Facebook LinkedIn Twitter RSS

As networks gobble up practices, independent doctors fight to survive

By ,
PHOTO/CHRISTOPHER HOLLAND
Dr. Anthony Dippolito in his Bethlehem Township office: ‘I make my own decisions. I don’t have anyone telling me to see a patient every 15 minutes.’
PHOTO/CHRISTOPHER HOLLAND Dr. Anthony Dippolito in his Bethlehem Township office: ‘I make my own decisions. I don’t have anyone telling me to see a patient every 15 minutes.’

When Dr. Anthony Dippolito opened his surgical office in Bethlehem Township more than 30 years ago, private practices such as his were the norm.

In those days, he said, a doctor billed for his service to the insurance company and the hospital would separately bill the insurance company.

“There was no real financial relationship between the hospital and the doctors at the time,” he said.

That relationship has changed dramatically over the last two decades in the Greater Lehigh Valley and across the country, as more doctors become salaried employees of large hospital and health systems.

And the trend is accelerating as more health care systems consolidate.

<In 2000, 57 percent of doctors were independent; by 2012 that number dropped to 39 percent, according to Accenture Health Strategy, a global consulting firm.

<Nearly 5,000 independent physician practices were acquired by hospitals in a one-year period beginning in July 2016, according to new data from the Physicians Advocacy Institute, a nonprofit physician-based health care policy organization comprised of leaders from nine state medical associations.

<In 2016, for the first time, less than half of practicing physicians in the United States owned their own practice, according to a survey by the American Medical Association.

In the Lehigh Valley, about half of the members of the Lehigh County Medical Society and the Northampton Medical Society are independent.

In neighboring Berks County, doctors in private practice are rare; nearly all of the Berks County Medical Society’s 600 members are employed by either Tower Health or Penn State Health St. Joseph. Earlier this month, 14 physicians at Berks Cardiologists Ltd. reached an agreement to become Penn State Health employees.

Dippolito and others say it is becoming more difficult for doctors who want to remain independent to compete with the large hospital and health networks, which have deeper pockets, can negotiate greater reimbursements from insurance companies and discounts from vendors, and can offer higher salaries.

Large health care networks say their sheer size provides economies of scale not available to doctors in private practice. They say their resources and technology, such as electronic medical records, free up doctors to concentrate on practicing medicine instead of running a business.

Doctors who own their practices are running their own business and pay all costs themselves, from overhead to malpractice insurance.

“For more and more physicians, it’s becoming untenable,” Dippolito said. “They can’t take the stress and strain of taking care of patients and worrying about paying for their car payments.”

Doug Kilpatrick, executive director of the Northampton Medical Society, said, “All the independent doctors are feeling the squeeze. Their income is down, and they are feeling pressure in the marketplace.”

LESS COMPETITION, HIGHER COSTS

To gain greater advocacy for their concerns, Dippolito and 16 other doctors last fall formed the Pennsylvania chapter of the Association of Independent Doctors, a nonprofit organization with nearly 1,000 members in 33 states.

“Hospitals in the Lehigh Valley have been buying up medical groups,” said Marni Jameson Carey, executive director of the national association.

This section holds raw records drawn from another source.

PR #339, opened 2023-01-19
comment out lines for tropo to work

bbuzzanga:
rewrite the full tropo extraction

### DIFF
--- a/tools/ARIAtools/extractProduct.py
+++ b/tools/ARIAtools/extractProduct.py
@@ -21,6 +21,7 @@ from ARIAtools.unwrapStitching import product_stitch_overlap, product_stitch_2st
 from ARIAtools.vrtmanager import resampleRaster, layerCheck
 import pyproj
 from pyproj import CRS, Transformer
+import xarray as xr
 import rioxarray as xrr
 import rasterio as rio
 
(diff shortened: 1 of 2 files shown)


tools/ARIAtools/extractProduct.py
```diff
@@ -664,59 +666,57 @@ def export_products(full_product_dict, bbox_file, prods_TOTbbox, layers,
...
-            #If necessary, resample raster
-            if multilooking is not None:
-                resampleRaster(outname, multilooking, bounds, prods_TOTbbox,
-                               rankedResampling, outputFormat=outputFormat,
-                               num_threads=num_threads)
+                t_comp     = [path_nc_wet.replace(tropo_prefix+start_key, tropo_prefix+key)]
+
+                hgt_field = prep_metadatalayers(t_outname, t_comp, dem)
+
+                finalize_metadata(t_outname, bounds, dem_bounds, \
```
sssangha: @bbuzz31 this procedure is now interpolating the intermediate tropo layers even if the user may not want them in the end. This introduces a bit of extra overhead we could've circumvented as I'd intended to do before, where I initialized a total tropo array using temp files before then interpolating just that directly.

sssangha:
Following a recent [PR](https://github.com/aria-tools/ARIA-tools/pull/338), I have confirmed that the behavior of interpolation/intersection is stable. Specifically, the residual between ISCE-derived full resolution incidence angles and ARIA-derived interpolated incidence angles is small and to be expected interpolation for latter:
Screen Shot 2023-01-20 at 3 31 59 PM

This is as opposed to residual before the bug-fix in [PR](https://github.com/aria-tools/ARIA-tools/pull/338) where the topography didn't cancel out as expected given the ARIA program was ignoring topography when intersecting:
image

PR #340, opened 2023-01-23
update GACOS function to agree with MintPy's

bbuzzanga:
This changes the resampling algorithm to use the default for interpolating the GACOS product to the ARIA crop. It also removes some unnecessary masking. After these changes, we agree within numerical precision to the GACOS correction written with MintPy (note I had to do some internal hacking to output a single SLC date and inverted units to compare with MintPy from aria tools)

After this PR: 
Screenshot 2023-01-22 at 16 36 54

Before this PR:
Screenshot 2023-01-21 at 15 01 15

Units are in meters.

### DIFF
--- a/tools/ARIAtools/extractProduct.py
+++ b/tools/ARIAtools/extractProduct.py
@@ -1219,7 +1219,7 @@ def gacos_correction(full_product_dict, gacos_products, bbox_file,
             scale         = float(metadata_dict[1][i][0]) / (4*np.pi)
             tropo_product /= scale
 
-            # Account for lookAngle
+            # Account for incAngle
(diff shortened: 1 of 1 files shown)


dbekaert:
Is this using the incidence angle in aria tools rather than look angle?

bbuzzanga:
Yes this uses the incidence angle

dbekaert (approved):
LGTM

sssangha (approved):
All looks good on my end

dbekaert:
@sssangha the unit test seems to fail. This might be more related to something else that you are fixing on your end.

PR #341, opened 2023-01-25
fix incorrect difference and conversion in GACOS correction

bbuzzanga:
before fix, reference is subtracted from secondary and the conversion from meters to radians is off by a factor of -1


dbekaert (commented):
Does that not cancel out?

factor * (A-B) = -1 * factor*(B-A)

bbuzzanga:
Hmm yes, weird.

bbuzzanga:
Before:
image

After: 
image

PR #342, opened 2023-02-14
Fix environment and parsing bug

sssangha:
Patch env file to reflect scipy dependency restriction.

Also fix bug that did not properly handle cases where the user wishes to just extract the bounding boxes.


dbekaert:
@bbuzz31 @jlmaurer  Can you check in the unit test failure prior to merging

And as more health systems merge, it reduces competition and increases health care costs, Carey said.

“Hospitals buy up practices because they can capture more patient care, control more doctors and their referrals, have more leverage with payers and charge a facility fee, which is an added cost that independent doctors can’t charge,” she said.

Carey said costs increase because hospitals charge more and get greater reimbursements from insurance companies.

BULLIED?

The association has been fighting against consolidation of hospitals and opposed the merger of Blue Mountain Health System in Carbon County with St. Luke’s University Health Network, which was ultimately approved by federal regulators in December.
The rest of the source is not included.